Ибо, как суверенным Принцам позволено в их манифестах и прокламациях говорить о своем собственном милостивом удовольствии и королевской мудрости без обвинения в высокомерии, так и наш Лауреат убедил себя, что он может обращаться к подданному миру в тех же возвышенных тонах и что они будут слушать с таким же почтительным трепетом авторитетное изложение его собственного гения и славы. Каков мог бы быть успех эксперимента, если бы исполнение было столь же мастерским, как замысел смелым, мы не будем утруждать себя догадками; но контраст между величием похвалы и плохотой поэзии, в которой она передана и к которой она частично применена, является вполне решающим для ее результата в данном случае, так же как и во всех других, в которых изобретательный автор принял тот же стиль.
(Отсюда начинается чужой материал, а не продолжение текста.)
PR #680, opened 2019-04-08
raft: pass gas floor and gas ceil to calcGasLimit when minting block

amalrajmani:
raft: pass gas floor and gas ceil to calcGasLimit when minting block
currently raft is using parent gas limit for both floor and ceil and  this change is a fix for it


fixanoid (dismissed):

raft/backend.go
```diff
@@ -36,7 +36,7 @@ type RaftService struct {
 	nodeKey  *ecdsa.PrivateKey
 }
 
-func New(ctx *node.ServiceContext, chainConfig *params.ChainConfig, raftId, raftPort uint16, joinExisting bool, blockTime time.Duration, e *eth.Ethereum, startPeers []*enode.Node, datadir string) (*RaftService, error) {
+func New(ctx *node.ServiceContext, chainConfig *params.ChainConfig, raftId, raftPort uint16, joinExisting bool, blockTime time.Duration, e *eth.Ethereum, startPeers []*enode.Node, datadir string, ethCfg *eth.Config) (*RaftService, error) {
```
trung: `e.Config` gives you `*eth.Config`, don't need to pass `ethCfg`

trung: changing function signature and passing config around are not the best and in this case it seems the logic could be encapsulated

`eth.Ethereum` has the `eth.Config`. I think it'd be better to create a function in `eth.Ethereum` to do `CalcGasLimit` and inject into the `RaftService` so `raft/minter.go` can utilize that function when `createWork()`

my 2 cents

jpmsam (approved):

robinbryce:
On 2.2.4 We originaly set a very high transaction gasLimit - for our scenario we don't care about per tx gasLimit and we don't care about the block level gasLimit. After running for a while, the limit produced by CalcGasLimit was less than our 'fixed' per transaction gasLimit. With the result that all transactions were then rejected by the preCheck with 'exceeds block gas limit" error. Its time consuming to track this down if not aware of the mechanics of this dyamic block gasLimit. We now ensure that 'floor' is very high and transaction gasLimit is < 'floor'. We don't care about the ceiling but considered setting genesis.gasLimit < floor, and floor to be some modestly high value, so we would later have the option of lowering the value for --miner.gastarget and re-enabling the dynamic block gas limit. What does the dynamic limit produced by CalcGasLimit actually give us for a private network ? Is there a reason not to have a fixed limit ?

PR #693, opened 2019-04-29
Add https rpc server

sc0Vu:
Add HTTPS-RPC server.

Should I add https/tls to http.Client (like code in closed pull request from go-ethereum)?


jpmsam:
We have implemented a plugin based approach via pr #1019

Мы обратили некоторое внимание на «Carmen Triumphale», который стоял во главе серии. Но об Одах, которые впоследствии последовали Принцу-регенту и Суверенам и Генералам, которые пришли навестить его, мы имели милосердие ничего не сказать; и были готовы действительно надеяться, что прискорбный провал той попытки может вразумить автора, по крайней мере, так же эффективно, как любые наши намеки. Здесь, однако, мы имеем его снова, с «Песнью лауреата» и «Carmen Nuptiale», если возможно, еще более хвастливыми и более скучными, чем любые другие его прославления. Необходимо, следовательно, представить дело еще раз на суд Публики, ради исправления и примера; и так как работа вряд ли найдет много читателей и имеет такой характер, в который нелегко было бы поверить при любом общем представлении, мы должны теперь попросить разрешения дать верный анализ ее различных частей, с несколькими образцами вкуса и манеры ее исполнения.
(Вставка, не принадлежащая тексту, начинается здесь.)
PR #699, opened 2019-04-30
Bugfix/geth console displays incorrect block timestamp

### LINKED ISSUE #698: Raft consensus: geth console displays incorrect block timestamp
#### System information

Version: 1.8.18-stable
Git Commit: 2d22fd0044a9370d0e3f97227354b2fb644586df
Quorum Version: 2.2.3
Architecture: amd64
Protocol Versions: [63 62]
Network Id: 1337
Go Version: go1.10.4
Operating System: darwin

#### Description

When 'geth console' is executed, the console displays the timestamp of the latest block, e.g.:
```
Welcome to the Geth JavaScript console!

instance: Geth/v1.8.18-stable-2d22fd00(quorum-v2.2.3)/darwin-amd64/go1.10.4
coinbase: 0xed9d02e382b34818e88b88a309c7fe71e65f419d
at block: 5 (Fri, 28 Nov 49325133006 11:29:03 GMT)
```

As you can see, the timestamp is incorrect in the year.
This is because the console expects the block timestamp to be in seconds, but for Raft it is held in nanoseconds.
The relevant code is in console.console.go::Welcome(), where it has the code:
```
console.log("at block: " + eth.blockNumber + " (" + new Date(1000 * eth.getBlock(eth.blockNumber).timestamp) + ")");
```
Under Raft, this code should be:
```
console.log("at block: " + eth.blockNumber + " (" + new Date(eth.getBlock(eth.blockNumber).timestamp / 1000000) + ")");
```
However, I don't know how we could tell in the console that Raft consensus is being used.

SatpalSandhu61:
Fixes #698 
Fix issue where geth console displays incorrect timestamp under Raft, due to Raft holding block timestamp in nanoseconds, instead of seconds.


jbhurat:
Hi @SatpalSandhu61, can you please run `goimport` on the modified go source file

SatpalSandhu61:
@jbhurat - ok done. I didn't realise Intellij was using it's own rules for import formatting, rather than the gofmt rules. I've installed the goformats plugin now.

jbhurat (dismissed):

console/console.go
```diff
@@ -294,6 +306,33 @@ func (c *Console) Welcome() {
...
+	if err != nil {
+		c.jsre.Run(`
+			console.log("Warning: unable to retrieve block information, so displayed timestamp may be incorrect");
+		`)
+		return false
+	}
+
+	//If timestamp is greater than max possible value (in seconds) for Unix time, then assume it's nanoseconds.
+	//If we fail to parse the timestamp then just assume it is in seconds.
+	timestamp, err := strconv.ParseInt(lastBlock.Timestamp, 0, 64)
```
jpmsam: @SatpalSandhu61 is it possible to check here if Raft is configured ?

fixanoid (dismissed):

console/console.go
SatpalSandhu61: See updated PR - I now use a new API method to determine whether Raft is configured.

trung:
There's an existing `admin_nodeInfo` API. Can we put additional info in here rather than creating a new one?

SatpalSandhu61:
> There's an existing `admin_nodeInfo` API. Can we put additional info in here rather than creating a new one?

That's a good point. I'll take a look.

SatpalSandhu61:
Closing PR, will raise another one with changes.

Ее цель — ознаменовать недавний благоприятный брак предполагаемой Наследницы английской короны с молодым Принцем Саксен-Кобургским; и состоит из Пролога, Сна и Эпилога — с Посылкой и различными аннотациями. Пролог, как было наиболее подобающе, целиком посвящен похвале самого Лауреата; и содержит отчет, который не может не быть очень интересным как для его Королевских слушателей, так и для мира в целом, о его ранних занятиях и достижениях — превосходстве его гения — благородстве его взглядов — и счастье, которое стало результатом этих драгоценных даров. Затем упоминается его удовольствие от назначения Поэтом-лауреатом и ярость и зависть, которые это событие вызвало во всех жилищах злобных. За этим естественно следует полный отчет обо всех его официальных произведениях и некоторые скромные сомнения, не слишком ли его гений героичен и патетичен для сочинения Эпиталамы, — которые сомнения, однако, быстро и приятно разрешаются воспоминанием о том, что, как Спенсер написал гимн на свою собственную свадьбу, так не может быть ничего неуместного в том, чтобы г-н Саути сделал то же самое на свадьбе Принцессы Шарлотты. Это общий аргумент Пролога. Но читатель должен знать немного больше деталей. В своей ранней юности, говорит изобретательный автор, он стремился к славе поэта; и тогда Фантазия пришла к нему и показала ему славу его будущей карьеры, обратившись к нему с этими обнадеживающими словами —
Ты, кого богатая Природа при твоем счастливом рождении Благословила в своей щедрости величайшим даром, Который Небо дарует дитяти земли!
Будучи полностью убежденными в истинности ее утверждений, мы затем имеем удовлетворение узнать, что он прожил очень счастливую жизнь; и что, хотя время сделало его волосы немного седыми, оно только созрело его понимание; и что он все еще так же привычно весел, как когда был мальчиком. Затем он продолжает информировать нас, что он иногда все еще немного занимается поэзией; но что в последние годы он проводит большую часть своего времени в написании историй — от которых он не сомневается, что однажды приобретет великую репутацию.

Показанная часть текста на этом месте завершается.